Instructions for the task — Output each record exactly. Leave none out.

[Dataset items]
PR #89, opened 2016-02-20
Fixed linker issue with anonymous namespaces and distributed compilation

SergeyMakeev:
Move this commit from the other push request.

I found another issue with the source files having the same name.
If I use a distributed compilation and two source files have the same name, for example:

```
Test1\a.cpp
Test2\a.cpp
```
In this case, the remote worker creates a temporary file to be compiled, using the following path:

`C:\Users\UserName\AppData\Local\Temp\.fbuild.tmp\0x00000000\core_1001\a.cpp`

Both "Test1\a.cpp" and "Test2\a.cpp" will be placed in temporary file with same name.
This is usually is not a problem, but not in the case if both files uses anonymous namespaces.

For example, if a both files contains next lines:

```
namespace
{
  void TestFunc()
  {
  }
}
```
We will get linker error while linking "Test1\a.obj" and "Test2\a.obj"

The error arises from the fact that Visual Studio compiler generates a unique identifier for an anonymous namespace using the full path to the source file. And in our case, the both source files has same path, which leads to the generation of the same identifier for anonymous namespace.
As a result namespaces in different translation units generates the same identifier and in fact are no longer anonymous. Linker sees two identical functions in different .obj files that is causing linking error.

Also the both files have a same path to source file inside PDB file that are bad for the debugging purposes.

I rewrote the code for generating a temporary file on the remote worker.
Comments are welcome :)

### DIFF
--- a/Code/Core/Strings/AString.cpp
+++ b/Code/Core/Strings/AString.cpp
@@ -646,6 +646,25 @@ const char * AString::FindI( const char * subString ) const
 	return nullptr;
 }
 
+
+// FindFirst
+//------------------------------------------------------------------------------
+const char * AString::FindFirst( char c ) const
+{
+	const char * pos = m_Contents;
+	const char * end = pos + m_Length - 1;
+	while ( pos <= end )
+	{
+		if ( *pos == c )
+		{
+			return pos;
+		}
+		pos++;
+	}
+	return nullptr;
+}
+
+
 // FindLast
 //------------------------------------------------------------------------------
 const char * AString::FindLast( char c ) const
--- a/Code/Core/Strings/AString.cpp
+++ b/Code/Core/Strings/AString.cpp
@@ -646,25 +646,6 @@ const char * AString::FindI( const char * subString ) const
 	return nullptr;
 }
 
-
-// FindFirst
-//------------------------------------------------------------------------------
-const char * AString::FindFirst( char c ) const
-{
-	const char * pos = m_Contents;
-	const char * end = pos + m_Length - 1;
-	while ( pos <= end )
-	{
-		if ( *pos == c )
-		{
-			return pos;
-		}
-		pos++;
-	}
-	return nullptr;
-}
-
-
 // FindLast
 //------------------------------------------------------------------------------
 const char * AString::FindLast( char c ) const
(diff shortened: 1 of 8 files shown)


ffulin:
I've reproduced this locally. I never noticed this before since I encourage all users to use Unity files which mostly forces you to uniquify your conflicting anonymous functions anyway. I actually think it feels like this is a compiler bug, since I would have expected it to use the #line directives in the function name generation as it does for the debug info. Oh well :)

Thinking about the specifics of your fix, I wonder if instead of re-creating the partial directory structure, we should hash the path instead and use that as part of the file name. i.e. something like:
```C++
FileName_0x56F73452.obj 
```
or alternatively, if we want the obj name to be "clean", just make one directory like:
```C++
0x56F73452/FileName.obj 
```

This would be faster and would also avoid path length limit problems if the file is really deep in a hierarchy of folder. What do you think?

Code/Core/Strings/AString.cpp
```diff
@@ -646,6 +646,25 @@ const char * AString::FindI( const char * subString ) const
 	return nullptr;
 }
 
+
+// FindFirst
+//------------------------------------------------------------------------------
```
ffulin: AString already has a a Find() function, so you don't need this.

ffulin:
Thanks for the additional fix btw!

SergeyMakeev:
> What do you think?
It is a good idea, I will rewrite code and will send update.

ffulin:
Nice.  I think the "0x56F73452/FileName.obj" is probably the safest way to go (so it'll create/cleanup one dir each time, which should be fairly low overhead, and the obj name is kept nice).

Thanks for sorting this out :)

Problem solution —
PR #89, opened 2016-02-20
Fixed linker issue with anonymous namespaces and distributed compilation

SergeyMakeev:
Move this commit from the other push request.

I found another issue with the source files having the same name.
If I use a distributed compilation and two source files have the same name, for example:

```
Test1\a.cpp
Test2\a.cpp
```
In this case, the remote worker creates a temporary file to be compiled, using the following path:

`C:\Users\UserName\AppData\Local\Temp\.fbuild.tmp\0x00000000\core_1001\a.cpp`

Both "Test1\a.cpp" and "Test2\a.cpp" will be placed in temporary file with same name.
This is usually is not a problem, but not in the case if both files uses anonymous namespaces.

For example, if a both files contains next lines:

```
namespace
{
  void TestFunc()
  {
  }
}
```
We will get linker error while linking "Test1\a.obj" and "Test2\a.obj"

The error arises from the fact that Visual Studio compiler generates a unique identifier for an anonymous namespace using the full path to the source file. And in our case, the both source files has same path, which leads to the generation of the same identifier for anonymous namespace.
As a result namespaces in different translation units generates the same identifier and in fact are no longer anonymous. Linker sees two identical functions in different .obj files that is causing linking error.

Also the both files have a same path to source file inside PDB file that are bad for the debugging purposes.

I rewrote the code for generating a temporary file on the remote worker.
Comments are welcome :)

### DIFF
--- a/Code/Core/Strings/AString.cpp
+++ b/Code/Core/Strings/AString.cpp
@@ -646,6 +646,25 @@ const char * AString::FindI( const char * subString ) const
 	return nullptr;
 }
 
+
+// FindFirst
+//------------------------------------------------------------------------------
+const char * AString::FindFirst( char c ) const
+{
+	const char * pos = m_Contents;
+	const char * end = pos + m_Length - 1;
+	while ( pos <= end )
+	{
+		if ( *pos == c )
+		{
+			return pos;
+		}
+		pos++;
+	}
+	return nullptr;
+}
+
+
 // FindLast
 //------------------------------------------------------------------------------
 const char * AString::FindLast( char c ) const
--- a/Code/Core/Strings/AString.cpp
+++ b/Code/Core/Strings/AString.cpp
@@ -646,25 +646,6 @@ const char * AString::FindI( const char * subString ) const
 	return nullptr;
 }
 
-
-// FindFirst
-//------------------------------------------------------------------------------
-const char * AString::FindFirst( char c ) const
-{
-	const char * pos = m_Contents;
-	const char * end = pos + m_Length - 1;
-	while ( pos <= end )
-	{
-		if ( *pos == c )
-		{
-			return pos;
-		}
-		pos++;
-	}
-	return nullptr;
-}
-
-
 // FindLast
 //------------------------------------------------------------------------------
 const char * AString::FindLast( char c ) const
(diff shortened: 1 of 8 files shown)


ffulin:
I've reproduced this locally. I never noticed this before since I encourage all users to use Unity files which mostly forces you to uniquify your conflicting anonymous functions anyway. I actually think it feels like this is a compiler bug, since I would have expected it to use the #line directives in the function name generation as it does for the debug info. Oh well :)

Thinking about the specifics of your fix, I wonder if instead of re-creating the partial directory structure, we should hash the path instead and use that as part of the file name. i.e. something like:
```C++
FileName_0x56F73452.obj 
```
or alternatively, if we want the obj name to be "clean", just make one directory like:
```C++
0x56F73452/FileName.obj 
```

This would be faster and would also avoid path length limit problems if the file is really deep in a hierarchy of folder. What do you think?

Code/Core/Strings/AString.cpp
```diff
@@ -646,6 +646,25 @@ const char * AString::FindI( const char * subString ) const
 	return nullptr;
 }
 
+
+// FindFirst
+//------------------------------------------------------------------------------
```
ffulin: AString already has a a Find() function, so you don't need this.

ffulin:
Thanks for the additional fix btw!

SergeyMakeev:
> What do you think?
It is a good idea, I will rewrite code and will send update.

ffulin:
Nice.  I think the "0x56F73452/FileName.obj" is probably the safest way to go (so it'll create/cleanup one dir each time, which should be fairly low overhead, and the obj name is kept nice).

Thanks for sorting this out :)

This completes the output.